_DESCRIPTION OF THE TASK_
Retype, word for word, every line of the records below starting at the one that contains "(diff shortened: 1 of 1 files shown)" and ending at the one that contains "kbottla, line 66: These"; include both of those lines and nothing more.

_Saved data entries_
PR #2719, opened 2020-12-02
PP-7515 Update refund-ability on forced state transitions

sfount:
Charge state can be force updated to match the gateway when we receive a
notification, the notification is treated as the truth.

This impacts the refundability of the charge which should be reflected
in the event factory.

### DIFF
--- a/src/main/java/uk/gov/pay/connector/events/model/EventFactory.java
+++ b/src/main/java/uk/gov/pay/connector/events/model/EventFactory.java
@@ -21,6 +21,9 @@ import uk.gov.pay.connector.events.model.charge.PaymentEvent;
 import uk.gov.pay.connector.events.model.charge.PaymentNotificationCreated;
 import uk.gov.pay.connector.events.model.charge.RefundAvailabilityUpdated;
 import uk.gov.pay.connector.events.model.charge.UnexpectedGatewayErrorDuringAuthorisation;
+import uk.gov.pay.connector.events.model.charge.StatusCorrectedToCapturedToMatchGatewayStatus;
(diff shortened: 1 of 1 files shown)


danworth (approved):
Looks like it'll do it. Are there tests to update?

sfount:
@danworth There's an existing test that verifies that anything in this list gets shipped off with a refund-ability updated event, for this exact scenario I'm trusting that I think. We could consider what our end-to-end paths look like given some of these less called journey branches

src/main/java/uk/gov/pay/connector/events/model/EventFactory.java
```diff
@@ -57,7 +60,10 @@
             CaptureSubmitted.class,
             GatewayErrorDuringAuthorisation.class,
             GatewayTimeoutDuringAuthorisation.class,
-            UnexpectedGatewayErrorDuringAuthorisation.class
+            UnexpectedGatewayErrorDuringAuthorisation.class,
+            StatusCorrectedToAuthorisationErrorToMatchGatewayStatus.class,
+            StatusCorrectedToAuthorisationRejectedToMatchGatewayStatus.class,
+            StatusCorrectedToCapturedToMatchGatewayStatus.class
```
kbottla, line 66: These are fine but there is one more `CaptureConfirmedByGatewayNotification` that need to be in the list ? 

Also for `StatusCorrectedToCapturedToMatchGatewayStatus` we need to add event details to include captured_date and anything else possible from https://github.com/alphagov/pay-connector/blob/57c4efd5e71578f0150ab5cda10f11eee39811f1/src/main/java/uk/gov/pay/connector/events/eventdetails/charge/CaptureConfirmedEventDetails.java#L10

PR #2721, opened 2020-12-02
PP-7417: Handle exceptions and invalid response status codes

oswaldquek:
This handles scenarios 5 and 6 of PP-7417.


adityapahuja (approved):
Look good to me.

PR #3845, opened 2022-07-04
PP-9796 Generate OpenAPI specs for all resources

kbottla:
## WHAT YOU DID
- Added all resources to openapi-specs.yaml to generate OpenAPI specs for all repos


stephencdaly (approved):
Too much to check everything, but looks correct from a brief scan

PR #3850, opened 2022-07-05
PP-9785 Gateway cleanup sweep - process WEB or MOTO_API payments only

kbottla:
## WHAT YOU DID
- As part of the gateway clean sweep we should only check payments with authorisation mode `WEB` and `MOTO_API` with the gateway and cancel payments if necessary.
  Currently, the task attemtps to cancel `EXTERNAL` changes (telephone payments reported) or charges in any other modes (AGREEMENT).


SandorArpa (approved):
LGTM

PR #3852, opened 2022-07-06
PP-9785 Emit FeeIncurred event only when there is a fee

kbottla:
## WHAT YOU DID
- FeeIncurred event is emitted all the time and causes a warning (https://github.com/alphagov/pay-connector/blob/764bcd716d29f0adf56459785df9b2448522dbd2/src/main/java/uk/gov/pay/connector/paymentprocessor/service/CardCaptureService.java#L115) to be logged for all payments (other than stripe) as there won't be any fee available in the capture response.
- Updated to emit FeeIncurred event only when there is a fee list on capture a response.


SandorArpa (approved):
LGTM

PR #3854, opened 2022-07-07
PP-9622 DISPUTE_CREATED event: generate resource_external_id

kbottla:
## WHAT YOU DID
- Generate resource_external_id based on Stripe dispute ID for dispute created event.
  We do it already for other dispute events (dispute_lost, dispute_won, dispute_evidence_submitted)


SandorArpa (approved):
LGTM

PR #3855, opened 2022-07-07
PP-9622 Create dispute objects using static methods

kbottla:
## WHAT YOU DID
- Create dispute event objects using static methods which can be responsible for constructing relevant event details and returning a new dispute event object.
-  StripeWebhookTaskHandler to use these static methods instead of constructing different dispute event objects on its own.


SandorArpa (approved):
LGTM

PR #3856, opened 2022-07-07
PP-9622 Refactor StripeWebhookTaskHandler

kbottla:
## WHAT YOU DID
- Refactored StripeWebhookTaskHandler
   - uses static methods on dispute event classes to create objects
   - extracted common code (get a transaction, deserialise) to separate methods and called once and before a `dispute` event is processed
- Stops throwing exception if there are multiple balance transactions on Stripe dispute
  - Multiple balance_transactions are possible if a dispute is won (one transaction to debit the amount and another to credit it back). One balance transaction can only be excepted for dispute_created or dispute_lost event so the exception is thrown when building related events.


SandorArpa (approved):
LOKTM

_SOLUTION TO THE PROBLEM_
(diff shortened: 1 of 1 files shown)


danworth (approved):
Looks like it'll do it. Are there tests to update?

sfount:
@danworth There's an existing test that verifies that anything in this list gets shipped off with a refund-ability updated event, for this exact scenario I'm trusting that I think. We could consider what our end-to-end paths look like given some of these less called journey branches

src/main/java/uk/gov/pay/connector/events/model/EventFactory.java
```diff
@@ -57,7 +60,10 @@
             CaptureSubmitted.class,
             GatewayErrorDuringAuthorisation.class,
             GatewayTimeoutDuringAuthorisation.class,
-            UnexpectedGatewayErrorDuringAuthorisation.class
+            UnexpectedGatewayErrorDuringAuthorisation.class,
+            StatusCorrectedToAuthorisationErrorToMatchGatewayStatus.class,
+            StatusCorrectedToAuthorisationRejectedToMatchGatewayStatus.class,
+            StatusCorrectedToCapturedToMatchGatewayStatus.class
```
kbottla, line 66: These are fine but there is one more `CaptureConfirmedByGatewayNotification` that need to be in the list ? 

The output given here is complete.